» AIM OF THE TASK
Give again, unaltered, the lines of the listing below that run from the line having "-106,7 +110,6 @@" through the line having "val version = extension.toolVersion".

» PROVIDED RECORDS
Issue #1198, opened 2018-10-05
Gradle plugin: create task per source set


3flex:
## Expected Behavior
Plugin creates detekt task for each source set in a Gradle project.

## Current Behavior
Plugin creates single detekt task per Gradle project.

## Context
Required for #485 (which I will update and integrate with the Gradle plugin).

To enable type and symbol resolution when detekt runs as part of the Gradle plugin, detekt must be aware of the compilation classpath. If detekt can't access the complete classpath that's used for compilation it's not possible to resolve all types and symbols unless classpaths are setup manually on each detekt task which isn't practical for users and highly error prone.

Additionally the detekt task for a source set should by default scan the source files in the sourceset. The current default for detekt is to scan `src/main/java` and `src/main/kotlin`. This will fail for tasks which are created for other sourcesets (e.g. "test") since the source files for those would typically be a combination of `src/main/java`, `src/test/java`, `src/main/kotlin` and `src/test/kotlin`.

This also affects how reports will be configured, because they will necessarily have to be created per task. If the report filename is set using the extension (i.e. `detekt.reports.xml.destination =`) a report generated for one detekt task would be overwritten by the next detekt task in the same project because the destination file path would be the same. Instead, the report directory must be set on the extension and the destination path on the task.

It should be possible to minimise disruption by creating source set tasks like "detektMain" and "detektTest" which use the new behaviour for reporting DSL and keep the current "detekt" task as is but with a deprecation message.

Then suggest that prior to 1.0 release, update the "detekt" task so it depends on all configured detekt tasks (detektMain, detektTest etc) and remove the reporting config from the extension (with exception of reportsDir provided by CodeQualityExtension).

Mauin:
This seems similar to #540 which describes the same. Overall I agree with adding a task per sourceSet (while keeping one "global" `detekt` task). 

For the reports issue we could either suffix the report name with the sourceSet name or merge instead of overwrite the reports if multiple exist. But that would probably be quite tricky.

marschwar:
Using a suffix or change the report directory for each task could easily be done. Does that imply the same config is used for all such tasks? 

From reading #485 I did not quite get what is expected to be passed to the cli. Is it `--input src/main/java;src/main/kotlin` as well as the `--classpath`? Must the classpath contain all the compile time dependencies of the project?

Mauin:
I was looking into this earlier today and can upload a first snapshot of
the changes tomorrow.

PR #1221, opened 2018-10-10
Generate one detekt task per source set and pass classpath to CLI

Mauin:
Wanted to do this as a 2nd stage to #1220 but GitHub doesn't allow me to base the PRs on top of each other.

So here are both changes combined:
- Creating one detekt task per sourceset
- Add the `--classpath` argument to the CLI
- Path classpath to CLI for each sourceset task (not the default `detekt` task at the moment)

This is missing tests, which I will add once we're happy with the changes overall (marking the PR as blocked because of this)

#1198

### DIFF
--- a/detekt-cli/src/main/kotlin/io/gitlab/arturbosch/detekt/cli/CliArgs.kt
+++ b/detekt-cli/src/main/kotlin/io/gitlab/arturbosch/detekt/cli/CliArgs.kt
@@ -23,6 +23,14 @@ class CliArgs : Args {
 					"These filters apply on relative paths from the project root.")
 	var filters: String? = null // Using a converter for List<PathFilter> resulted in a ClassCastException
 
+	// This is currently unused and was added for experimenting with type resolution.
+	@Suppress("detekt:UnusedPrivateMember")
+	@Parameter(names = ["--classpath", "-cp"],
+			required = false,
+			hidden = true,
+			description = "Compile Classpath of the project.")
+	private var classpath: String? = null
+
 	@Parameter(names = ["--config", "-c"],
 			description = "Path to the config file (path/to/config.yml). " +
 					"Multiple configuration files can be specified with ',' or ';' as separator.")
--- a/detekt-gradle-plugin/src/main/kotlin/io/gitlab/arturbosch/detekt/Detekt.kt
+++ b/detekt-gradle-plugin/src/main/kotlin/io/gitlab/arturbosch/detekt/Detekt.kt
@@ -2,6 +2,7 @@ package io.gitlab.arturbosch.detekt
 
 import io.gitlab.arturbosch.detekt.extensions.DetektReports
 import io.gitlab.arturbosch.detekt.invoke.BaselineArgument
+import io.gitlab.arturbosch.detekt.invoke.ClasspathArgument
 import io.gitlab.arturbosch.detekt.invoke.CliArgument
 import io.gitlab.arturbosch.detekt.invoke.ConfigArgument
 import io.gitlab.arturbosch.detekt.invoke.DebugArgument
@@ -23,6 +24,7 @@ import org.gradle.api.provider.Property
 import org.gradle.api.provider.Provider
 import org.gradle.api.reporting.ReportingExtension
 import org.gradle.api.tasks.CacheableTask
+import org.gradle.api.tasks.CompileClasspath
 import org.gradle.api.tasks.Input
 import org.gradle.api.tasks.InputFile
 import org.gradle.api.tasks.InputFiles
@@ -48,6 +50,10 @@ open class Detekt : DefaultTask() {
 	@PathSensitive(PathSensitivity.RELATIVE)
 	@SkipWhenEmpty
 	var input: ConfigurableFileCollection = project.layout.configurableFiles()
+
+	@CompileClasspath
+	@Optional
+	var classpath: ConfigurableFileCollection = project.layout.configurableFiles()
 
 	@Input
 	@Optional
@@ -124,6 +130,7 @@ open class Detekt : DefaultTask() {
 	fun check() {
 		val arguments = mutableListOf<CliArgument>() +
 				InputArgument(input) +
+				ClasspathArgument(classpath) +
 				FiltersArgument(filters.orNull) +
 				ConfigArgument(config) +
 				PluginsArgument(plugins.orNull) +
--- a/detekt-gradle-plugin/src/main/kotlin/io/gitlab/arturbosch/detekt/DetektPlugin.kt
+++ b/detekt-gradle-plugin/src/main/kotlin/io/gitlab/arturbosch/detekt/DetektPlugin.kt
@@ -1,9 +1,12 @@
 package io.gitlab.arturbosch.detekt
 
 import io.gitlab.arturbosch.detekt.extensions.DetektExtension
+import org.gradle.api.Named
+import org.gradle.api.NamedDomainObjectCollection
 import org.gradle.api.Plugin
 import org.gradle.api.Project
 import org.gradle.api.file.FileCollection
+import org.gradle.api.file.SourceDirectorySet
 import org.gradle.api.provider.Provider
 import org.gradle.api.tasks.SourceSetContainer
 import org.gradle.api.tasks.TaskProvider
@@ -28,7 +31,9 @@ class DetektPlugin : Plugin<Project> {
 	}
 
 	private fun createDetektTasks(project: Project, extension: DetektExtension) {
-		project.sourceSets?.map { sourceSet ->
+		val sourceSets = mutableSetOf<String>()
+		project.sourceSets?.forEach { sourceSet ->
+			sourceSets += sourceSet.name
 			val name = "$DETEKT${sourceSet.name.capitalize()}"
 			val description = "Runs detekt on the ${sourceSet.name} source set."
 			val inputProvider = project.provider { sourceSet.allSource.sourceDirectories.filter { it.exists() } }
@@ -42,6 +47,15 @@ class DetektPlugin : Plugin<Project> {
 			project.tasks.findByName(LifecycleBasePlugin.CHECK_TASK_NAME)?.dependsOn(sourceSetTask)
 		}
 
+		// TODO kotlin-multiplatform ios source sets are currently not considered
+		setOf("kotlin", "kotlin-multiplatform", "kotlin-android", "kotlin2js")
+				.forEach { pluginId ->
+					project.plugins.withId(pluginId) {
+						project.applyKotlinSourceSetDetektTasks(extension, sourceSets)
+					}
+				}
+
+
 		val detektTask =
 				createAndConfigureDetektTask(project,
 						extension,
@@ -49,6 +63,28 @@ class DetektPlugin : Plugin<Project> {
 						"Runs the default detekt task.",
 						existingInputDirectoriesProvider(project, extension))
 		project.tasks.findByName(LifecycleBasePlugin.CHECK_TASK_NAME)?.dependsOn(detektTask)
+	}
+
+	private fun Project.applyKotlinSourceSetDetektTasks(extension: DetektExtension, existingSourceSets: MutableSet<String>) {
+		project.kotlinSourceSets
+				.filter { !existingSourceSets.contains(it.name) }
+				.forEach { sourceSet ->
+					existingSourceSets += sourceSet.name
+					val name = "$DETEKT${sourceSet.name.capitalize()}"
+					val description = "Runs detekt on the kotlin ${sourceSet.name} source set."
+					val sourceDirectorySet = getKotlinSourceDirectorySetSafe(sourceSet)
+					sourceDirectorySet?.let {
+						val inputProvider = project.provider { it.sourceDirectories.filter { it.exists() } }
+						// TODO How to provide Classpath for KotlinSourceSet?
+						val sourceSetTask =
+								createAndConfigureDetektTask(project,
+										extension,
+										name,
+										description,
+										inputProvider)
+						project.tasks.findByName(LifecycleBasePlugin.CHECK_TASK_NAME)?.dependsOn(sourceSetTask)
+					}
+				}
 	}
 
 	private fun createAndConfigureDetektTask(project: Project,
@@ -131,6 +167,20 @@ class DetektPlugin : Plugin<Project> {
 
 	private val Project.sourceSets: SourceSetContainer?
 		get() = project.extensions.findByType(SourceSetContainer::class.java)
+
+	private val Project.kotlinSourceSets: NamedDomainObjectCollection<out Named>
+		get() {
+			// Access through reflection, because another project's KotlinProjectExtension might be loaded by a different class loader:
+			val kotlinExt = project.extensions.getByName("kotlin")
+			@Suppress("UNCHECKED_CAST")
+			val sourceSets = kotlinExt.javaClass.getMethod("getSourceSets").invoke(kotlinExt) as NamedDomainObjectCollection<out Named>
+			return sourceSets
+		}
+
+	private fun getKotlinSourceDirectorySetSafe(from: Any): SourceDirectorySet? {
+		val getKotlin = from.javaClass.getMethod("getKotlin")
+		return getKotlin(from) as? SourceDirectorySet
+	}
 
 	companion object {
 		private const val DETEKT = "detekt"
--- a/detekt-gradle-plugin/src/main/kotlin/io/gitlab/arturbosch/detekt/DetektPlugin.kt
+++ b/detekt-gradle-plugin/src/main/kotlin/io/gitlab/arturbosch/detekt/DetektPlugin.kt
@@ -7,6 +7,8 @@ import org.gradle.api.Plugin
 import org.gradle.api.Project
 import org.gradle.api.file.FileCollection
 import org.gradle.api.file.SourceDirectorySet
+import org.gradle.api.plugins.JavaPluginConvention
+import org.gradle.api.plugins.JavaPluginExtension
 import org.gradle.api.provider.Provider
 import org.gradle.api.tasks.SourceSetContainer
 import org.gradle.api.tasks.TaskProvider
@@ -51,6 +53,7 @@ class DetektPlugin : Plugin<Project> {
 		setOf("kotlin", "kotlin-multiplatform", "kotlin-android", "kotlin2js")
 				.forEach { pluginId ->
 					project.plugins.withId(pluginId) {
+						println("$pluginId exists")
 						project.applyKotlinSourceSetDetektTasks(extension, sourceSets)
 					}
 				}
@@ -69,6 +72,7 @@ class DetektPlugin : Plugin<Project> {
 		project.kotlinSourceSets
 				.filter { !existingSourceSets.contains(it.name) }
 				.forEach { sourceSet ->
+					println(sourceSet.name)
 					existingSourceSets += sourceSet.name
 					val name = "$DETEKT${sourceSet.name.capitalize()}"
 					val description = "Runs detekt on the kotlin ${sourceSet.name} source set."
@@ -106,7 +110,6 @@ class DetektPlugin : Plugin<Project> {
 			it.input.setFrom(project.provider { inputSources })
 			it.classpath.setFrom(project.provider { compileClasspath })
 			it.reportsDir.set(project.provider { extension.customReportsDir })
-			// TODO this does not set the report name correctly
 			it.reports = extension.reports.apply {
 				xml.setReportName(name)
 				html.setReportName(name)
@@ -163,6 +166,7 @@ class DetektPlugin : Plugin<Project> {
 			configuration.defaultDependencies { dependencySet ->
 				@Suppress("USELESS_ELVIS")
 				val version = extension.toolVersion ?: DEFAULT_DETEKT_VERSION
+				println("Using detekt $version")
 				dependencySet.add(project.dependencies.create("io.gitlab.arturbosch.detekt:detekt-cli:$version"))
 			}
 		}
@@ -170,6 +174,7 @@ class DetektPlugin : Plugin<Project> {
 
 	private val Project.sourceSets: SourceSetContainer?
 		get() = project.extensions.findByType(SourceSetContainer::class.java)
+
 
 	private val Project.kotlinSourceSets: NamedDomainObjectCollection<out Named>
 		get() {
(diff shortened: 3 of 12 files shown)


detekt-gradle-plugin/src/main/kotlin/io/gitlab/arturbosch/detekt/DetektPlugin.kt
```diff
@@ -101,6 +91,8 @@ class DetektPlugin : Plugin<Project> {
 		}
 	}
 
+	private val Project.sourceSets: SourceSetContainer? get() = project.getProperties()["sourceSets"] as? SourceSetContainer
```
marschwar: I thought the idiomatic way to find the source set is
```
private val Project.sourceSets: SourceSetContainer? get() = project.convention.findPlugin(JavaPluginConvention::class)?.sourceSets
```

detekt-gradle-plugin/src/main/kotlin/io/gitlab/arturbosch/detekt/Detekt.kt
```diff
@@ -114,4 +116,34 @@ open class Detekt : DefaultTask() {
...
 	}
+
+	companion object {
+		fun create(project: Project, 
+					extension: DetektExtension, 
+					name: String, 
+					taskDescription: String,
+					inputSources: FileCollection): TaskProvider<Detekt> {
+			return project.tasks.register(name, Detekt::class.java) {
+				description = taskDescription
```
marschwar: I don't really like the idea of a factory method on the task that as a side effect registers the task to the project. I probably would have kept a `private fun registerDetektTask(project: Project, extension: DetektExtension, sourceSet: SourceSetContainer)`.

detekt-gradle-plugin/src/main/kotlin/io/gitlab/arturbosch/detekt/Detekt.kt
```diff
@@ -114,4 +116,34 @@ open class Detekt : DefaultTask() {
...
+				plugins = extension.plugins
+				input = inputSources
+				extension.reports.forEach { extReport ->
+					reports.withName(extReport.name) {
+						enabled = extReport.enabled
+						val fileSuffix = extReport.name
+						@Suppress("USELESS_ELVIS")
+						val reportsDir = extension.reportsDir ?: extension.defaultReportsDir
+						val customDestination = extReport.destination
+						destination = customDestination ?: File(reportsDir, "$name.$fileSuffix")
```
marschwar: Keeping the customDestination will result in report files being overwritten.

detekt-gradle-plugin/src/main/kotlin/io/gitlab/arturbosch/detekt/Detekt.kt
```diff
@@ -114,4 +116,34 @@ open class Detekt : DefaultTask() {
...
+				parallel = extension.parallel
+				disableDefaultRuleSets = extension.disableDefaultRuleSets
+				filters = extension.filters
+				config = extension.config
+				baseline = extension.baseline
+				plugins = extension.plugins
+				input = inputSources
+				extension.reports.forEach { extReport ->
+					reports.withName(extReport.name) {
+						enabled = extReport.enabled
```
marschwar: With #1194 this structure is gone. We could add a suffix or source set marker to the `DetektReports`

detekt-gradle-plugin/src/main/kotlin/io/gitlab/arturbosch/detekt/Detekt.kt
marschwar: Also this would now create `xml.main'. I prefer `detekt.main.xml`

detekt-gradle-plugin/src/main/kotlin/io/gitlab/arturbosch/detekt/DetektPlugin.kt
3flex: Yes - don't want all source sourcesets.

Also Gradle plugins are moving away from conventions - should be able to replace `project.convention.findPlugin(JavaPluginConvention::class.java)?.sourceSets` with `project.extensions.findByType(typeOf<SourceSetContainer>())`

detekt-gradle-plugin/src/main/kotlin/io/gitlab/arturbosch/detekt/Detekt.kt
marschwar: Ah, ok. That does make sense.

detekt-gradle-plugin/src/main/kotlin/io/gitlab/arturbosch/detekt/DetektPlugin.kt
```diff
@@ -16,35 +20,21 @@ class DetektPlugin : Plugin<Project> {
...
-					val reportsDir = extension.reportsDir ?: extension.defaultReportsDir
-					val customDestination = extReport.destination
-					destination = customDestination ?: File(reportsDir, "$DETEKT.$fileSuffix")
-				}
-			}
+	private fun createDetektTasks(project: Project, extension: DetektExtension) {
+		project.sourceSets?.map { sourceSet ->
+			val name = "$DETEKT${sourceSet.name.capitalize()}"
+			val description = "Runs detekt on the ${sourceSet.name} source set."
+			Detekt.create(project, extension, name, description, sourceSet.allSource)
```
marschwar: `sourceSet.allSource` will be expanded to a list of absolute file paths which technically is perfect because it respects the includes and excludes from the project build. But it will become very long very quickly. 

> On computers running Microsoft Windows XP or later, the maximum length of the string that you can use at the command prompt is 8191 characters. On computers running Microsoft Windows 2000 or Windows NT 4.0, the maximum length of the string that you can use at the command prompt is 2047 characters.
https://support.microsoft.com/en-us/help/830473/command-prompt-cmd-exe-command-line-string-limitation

» EXERCISE ANSWER
@@ -106,7 +110,6 @@ class DetektPlugin : Plugin<Project> {
 			it.input.setFrom(project.provider { inputSources })
 			it.classpath.setFrom(project.provider { compileClasspath })
 			it.reportsDir.set(project.provider { extension.customReportsDir })
-			// TODO this does not set the report name correctly
 			it.reports = extension.reports.apply {
 				xml.setReportName(name)
 				html.setReportName(name)
@@ -163,6 +166,7 @@ class DetektPlugin : Plugin<Project> {
 			configuration.defaultDependencies { dependencySet ->
 				@Suppress("USELESS_ELVIS")
 				val version = extension.toolVersion ?: DEFAULT_DETEKT_VERSION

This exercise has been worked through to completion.